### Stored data
* * * * * * * * *

PR #7682, opened 2023-11-23
[MM-55463] GM conversion reconnect handler

harshilsharma63:
#### Summary
Adds logic of handling the case when you close the mobile app being a GM, but the GM gets converted to a channel while the app is closed. Adds logic to go to correct team and channel in case the GM was converted and moved to a different team.

#### Ticket Link
Fixes https://mattermost.atlassian.net/browse/MM-55463

#### Device Information
This PR was tested on: iPhone 15 emulator

#### Release Note
```release-note
none
```


app/actions/websocket/index.ts
```diff
@@ -159,9 +159,9 @@ async function doReconnect(serverUrl: string) {
         setTeamLoading(serverUrl, false);
         return entryData.error;
     }
-    const {models, initialTeamId, initialChannelId, prefData, teamData, chData} = entryData;
+    const {models, initialTeamId, initialChannelId, prefData, teamData, chData, gmConverted} = entryData;
 
-    await handleEntryAfterLoadNavigation(serverUrl, teamData.memberships || [], chData?.memberships || [], currentTeamId || '', currentChannelId || '', initialTeamId, initialChannelId);
+    await handleEntryAfterLoadNavigation(serverUrl, teamData.memberships || [], chData?.memberships || [], currentTeamId || '', currentChannelId || '', initialTeamId, initialChannelId, Boolean(gmConverted));
```
larkox, line 164:
```suggestion
    await handleEntryAfterLoadNavigation(serverUrl, teamData.memberships || [], chData?.memberships || [], currentTeamId || '', currentChannelId || '', initialTeamId, initialChannelId, gmConverted);
```
I think you can drop the `Boolean(...)` since the variable is always a boolean, right? Or I am missing something?

larkox (approved):

app/actions/remote/entry/common.ts
```diff
@@ -191,14 +194,49 @@ const fetchAppEntryData = async (serverUrl: string, sinceArg: number, initialTea
...
 
     const resolution = await Promise.all(promises);
     const [teamData, , meData] = resolution;
     let [, chData] = resolution;
 
+    let initialTeamId = onLoadTeamId;
+    let initialChannelId = channelId;
+    let gmConverted = false;
+
+    if (channelId && chData?.channels) {
```
enahum, line 209: I wonder if this whole block should be deffered to the end of the entry logic

Also, have we done something similar for when the websocket reconnects?

harshilsharma63: > I wonder if this whole block should be deffered to the end of the entry logic

We want to do this as early in code as possible, because in this if block we're changing channel and team ID, which are later being used in many more places in same function.

> Also, have we done something similar for when the websocket reconnects?

So the function I've handled this is in called for both startup and websocket reconnect.

app/actions/websocket/index.ts
harshilsharma63: Done.

app/actions/remote/entry/common.ts
```diff
@@ -191,14 +194,49 @@ const fetchAppEntryData = async (serverUrl: string, sinceArg: number, initialTea
...
+                // active team on mobile app after this point.
+
+                const client = NetworkManager.getClient(serverUrl);
+                const serverChannel = await client.getChannel(channelId);
+                if (serverChannel.type === General.PRIVATE_CHANNEL || serverChannel.type === General.OPEN_CHANNEL) {
+                    initialTeamId = serverChannel.team_id;
+                    initialChannelId = channelId;
+                    gmConverted = true;
+
+                    chData = await fetchMyChannelsForTeam(serverUrl, serverChannel.team_id, includeDeletedChannels, since, fetchOnly, false, isCRTEnabled);
```
enahum, line 234: if it is the same team as the current team would you need to execute this again? I think not as they should be already in `chData` right ?

harshilsharma63: Correct, its already in chData.

app/actions/remote/entry/common.ts
```diff
@@ -188,16 +191,45 @@ const fetchAppEntryData = async (serverUrl: string, sinceArg: number, initialTea
...
-    const [teamData, , meData] = resolution;
-    let [, chData] = resolution;
+    const [teamData, meData] = resolution;
+    let chData;
+
+    let initialTeamId = onLoadTeamId;
+    let initialChannelId = channelId;
+    let gmConverted = false;
+
+    if (channelId) {
```
harshilsharma63, line 208: @larkox @enahum I've done some changes here so we don't call `fetchMyChannelsForTeam` only when needed, instead of always calling it for the incorrect team previously at line 194.

enahum (approved):
Lgtm

app/actions/remote/entry/common.ts
larkox: I have mixed feelings with this change.

How often a GM will be converted? Not often. So we will be "delaying" and doing one extra call on the happy path to avoid calling twice `fetchMyChannelsForTeam` once in a blue moon. So... 0/5 on this change.

larkox (approved):
I have mixed feelings with the last change, but I am 0/5.

Nevertheless, I am happy to merge the way it is right now.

* * * * * * * * *

### Problem
Each entry above should be repeated exactly, with no line left out.

### Task response
PR #7682, opened 2023-11-23
[MM-55463] GM conversion reconnect handler

harshilsharma63:
#### Summary
Adds logic of handling the case when you close the mobile app being a GM, but the GM gets converted to a channel while the app is closed. Adds logic to go to correct team and channel in case the GM was converted and moved to a different team.

#### Ticket Link
Fixes https://mattermost.atlassian.net/browse/MM-55463

#### Device Information
This PR was tested on: iPhone 15 emulator

#### Release Note
```release-note
none
```


app/actions/websocket/index.ts
```diff
@@ -159,9 +159,9 @@ async function doReconnect(serverUrl: string) {
         setTeamLoading(serverUrl, false);
         return entryData.error;
     }
-    const {models, initialTeamId, initialChannelId, prefData, teamData, chData} = entryData;
+    const {models, initialTeamId, initialChannelId, prefData, teamData, chData, gmConverted} = entryData;
 
-    await handleEntryAfterLoadNavigation(serverUrl, teamData.memberships || [], chData?.memberships || [], currentTeamId || '', currentChannelId || '', initialTeamId, initialChannelId);
+    await handleEntryAfterLoadNavigation(serverUrl, teamData.memberships || [], chData?.memberships || [], currentTeamId || '', currentChannelId || '', initialTeamId, initialChannelId, Boolean(gmConverted));
```
larkox, line 164:
```suggestion
    await handleEntryAfterLoadNavigation(serverUrl, teamData.memberships || [], chData?.memberships || [], currentTeamId || '', currentChannelId || '', initialTeamId, initialChannelId, gmConverted);
```
I think you can drop the `Boolean(...)` since the variable is always a boolean, right? Or I am missing something?

larkox (approved):

app/actions/remote/entry/common.ts
```diff
@@ -191,14 +194,49 @@ const fetchAppEntryData = async (serverUrl: string, sinceArg: number, initialTea
...
 
     const resolution = await Promise.all(promises);
     const [teamData, , meData] = resolution;
     let [, chData] = resolution;
 
+    let initialTeamId = onLoadTeamId;
+    let initialChannelId = channelId;
+    let gmConverted = false;
+
+    if (channelId && chData?.channels) {
```
enahum, line 209: I wonder if this whole block should be deffered to the end of the entry logic

Also, have we done something similar for when the websocket reconnects?

harshilsharma63: > I wonder if this whole block should be deffered to the end of the entry logic

We want to do this as early in code as possible, because in this if block we're changing channel and team ID, which are later being used in many more places in same function.

> Also, have we done something similar for when the websocket reconnects?

So the function I've handled this is in called for both startup and websocket reconnect.

app/actions/websocket/index.ts
harshilsharma63: Done.

app/actions/remote/entry/common.ts
```diff
@@ -191,14 +194,49 @@ const fetchAppEntryData = async (serverUrl: string, sinceArg: number, initialTea
...
+                // active team on mobile app after this point.
+
+                const client = NetworkManager.getClient(serverUrl);
+                const serverChannel = await client.getChannel(channelId);
+                if (serverChannel.type === General.PRIVATE_CHANNEL || serverChannel.type === General.OPEN_CHANNEL) {
+                    initialTeamId = serverChannel.team_id;
+                    initialChannelId = channelId;
+                    gmConverted = true;
+
+                    chData = await fetchMyChannelsForTeam(serverUrl, serverChannel.team_id, includeDeletedChannels, since, fetchOnly, false, isCRTEnabled);
```
enahum, line 234: if it is the same team as the current team would you need to execute this again? I think not as they should be already in `chData` right ?

harshilsharma63: Correct, its already in chData.

app/actions/remote/entry/common.ts
```diff
@@ -188,16 +191,45 @@ const fetchAppEntryData = async (serverUrl: string, sinceArg: number, initialTea
...
-    const [teamData, , meData] = resolution;
-    let [, chData] = resolution;
+    const [teamData, meData] = resolution;
+    let chData;
+
+    let initialTeamId = onLoadTeamId;
+    let initialChannelId = channelId;
+    let gmConverted = false;
+
+    if (channelId) {
```
harshilsharma63, line 208: @larkox @enahum I've done some changes here so we don't call `fetchMyChannelsForTeam` only when needed, instead of always calling it for the incorrect team previously at line 194.

enahum (approved):
Lgtm

app/actions/remote/entry/common.ts
larkox: I have mixed feelings with this change.

How often a GM will be converted? Not often. So we will be "delaying" and doing one extra call on the happy path to avoid calling twice `fetchMyChannelsForTeam` once in a blue moon. So... 0/5 on this change.

larkox (approved):
I have mixed feelings with the last change, but I am 0/5.

Nevertheless, I am happy to merge the way it is right now.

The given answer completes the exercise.